Mobile Home Bill Passes After Recent Rent Increase Hurts Local Mobile Home Park

  It's been less than 24 hours since Maryland's legislative session came to a close, and within those final crucial hours dozens of last minute bills were approved. One of those bills passed is changing the way owners can go about increasing their rent, and it may never have passed if it wasn't for something that happened here in Salisbury. 

"They can't do it to somebody else like they did it to us," said Cedarhurst Mobile Home Park resident Roy Gearheart.

After an intense last day of legislative session that ended Monday at midnight, local delegate Shere Sample-Hughes's mobile home rent bill passed within 15 minutes before the clock struck 12.

"It's notice to them that we are tightening up our laws in the state of Maryland," said Sample-Hughes.

Back in January, residents at the Cedarhurst Mobile Home Park were unexpectedly hit with a $200 rent increase without any notice, and it left many to wonder how they would even get by. 

"You've got people on fixed income, disabled vets, and when you raise rent $200 that's taking food and medicine out of their mouths," said Gearheart.

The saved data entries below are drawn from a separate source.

Issue #4199, opened 2026-08-20
🧪 Podman: capture rootless startup and exit-77 behavior


Danathar:
## Parent

Part of #4188. This issue must not close the parent.

## Why

Hive currently fails closed when its forced-proxy egress redirect cannot be installed. Rootless Podman must not be called enforcing merely because a container starts with an added capability.

## 30-minute boundary

Capture only the rootless startup and fail-closed behavior. Do not redesign the egress gate or implement the full Podman deployment path.

## Deliverable

Run a minimal, reproducible rootless Podman matrix against the current `v4` image or build and post the exact commands, Podman version, host/network backend, capability bounding set, entrypoint result, and logs for:

- Default rootless startup.
- Rootless startup with `--cap-add NET_ADMIN`.
- Deliberate `HIVE_PROXY_ADVISORY_OK=true` startup.

## Acceptance criteria

- The result distinguishes container startup from actual gate installation.
- Exit code 77 and the advisory-only warning are captured where applicable.
- The issue states what remains unproven, especially iptables redirect, `SO_MARK`, and bypass resistance.
- Any useful repeatable probe is added as a narrowly scoped script or documented command.

## Stop conditions

If the required rootless runtime is unavailable, record the exact missing prerequisite and stop. Do not substitute Docker or broaden the task.

PR #4340, opened 2026-08-20
🧩 docs(podman): publish the rootful/rootless × enforcing/advisory support matrix

### LINKED ISSUE #4324: 🧩 Podman: publish the supported rootful/rootless and enforcing/advisory matrix
## Parent

## Why

#4199 and #4200 are both closed, and between them they measured the same three
states on rootless and rootful Podman: fail-closed exit 77 without
`CAP_NET_ADMIN`, the gate installing with it, and advisory mode starting
unenforced with an explicit warning. Nothing yet states which of those
combinations Hive actually *supports* for a standalone deployment.

Until that is written down, every later slice has to re-derive it, and the
rootless result in particular is easy to over-read: #4199 removed the assumption
that rootless cannot enforce, but it did not make rootless first-class.

## 30-minute boundary

Publish the matrix and the support statement only. Do not change the entrypoint,
add deployment assets, or alter Docker behavior.

## Deliverable

A document stating, for each of rootful/rootless crossed with
enforcing/advisory, whether the combination is supported, unsupported, or
experimental for standalone Hive — with the evidence for each cell citing #4199
or #4200 rather than restating it.

## Acceptance criteria

- Every cell is one of supported / experimental / unsupported, with no cell left
  implicit.
- Each claim cites the spike that measured it; anything not measured is marked
  as such rather than inferred.
- The known gaps are carried forward by reference, not silently dropped — at
  minimum `arm64`, `slirp4netns`, restart behavior, and the IPv6 gate gap
  (#4319).
- Advisory mode is stated as a deliberate operator choice with its consequence
  spelled out, not as a fallback.
- No Docker configuration is changed.

## Stop conditions

If the evidence in #4199/#4200 does not settle a cell, mark it unproven and name
what would settle it. Do not fill a cell by reasoning from the ruleset.

Danathar:
## What

Publishes the support statement for standalone Hive under Podman: all four cells
of rootful/rootless × enforcing/advisory, each graded and each citing the spike
that settles it.

New: `src/docs/podman-support-matrix.md`. Indexed in `src/docs/README.md`, and
cross-linked from the two spike documents that supply its evidence.

Part of #4188 (does not close the parent). Closes #4324.

## The matrix

| | Enforcing (`--cap-add NET_ADMIN`) | Advisory (`HIVE_PROXY_ADVISORY_OK=true`) |
| --- | --- | --- |
| **Rootful** | **Supported** — #4200 / #4304 | **Supported as a deliberate choice, unenforced** — #4200 / #4304 |
| **Rootless** | **Experimental** — #4199 / #4280 | **Supported as a deliberate choice, unenforced** — #4199 / #4280 |

No cell is left implicit, and the remaining combination — neither capability nor
opt-in — is documented as what it is: not a support level but the fail-closed
exit **77** contract, measured identically under both modes.

## Why the cells read the way they do

- **Rootful + enforcing** is the reference cell. #4200 isolated `SO_MARK` from
  the owner-UID exemption with a control, and observed ambient `CAP_NET_ADMIN`
  surviving the privilege drop. The full enforcing claim was measured.
- **Rootless + enforcing** is experimental, not supported. #4199 removed the
  assumption that rootless cannot enforce — interception was proven — but
  `SO_MARK` was never isolated there, only `pasta` was exercised, and restart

Once Sample-Hughes heard about the residents situation she stepped in and drafted a bill that would keep this kind of chaos from happening again, and that bill is finally becoming law.

"This bill requires an owner of a mobile home park to provide notice of any proposed rent increase no later than 60 days before the expiration of the existing lease agreement," said Sample-Hughes.

Residents of the mobile home park were excited to hear about the passing of the mobile home rent bill, but they say there's still more work to be done.

"We're all struggling, all of us are struggling. I would like to see our rent go down to a reasonable level," said resident Stephen Wolf.

Since the increase previous tenants of the mobile home park had no choice but to sell their homes.

"One person did up on this hill, we have one back here, one here, I don't know their situation, but we just put ours up for sale today," said Gearheart.

 And while Sample-Hughes says she wishes she could have gotten stricter laws passed on rent increases, she says the passing of this bill is at least a step in the right direction.

The new bill will go into effect on July 1st of 2018.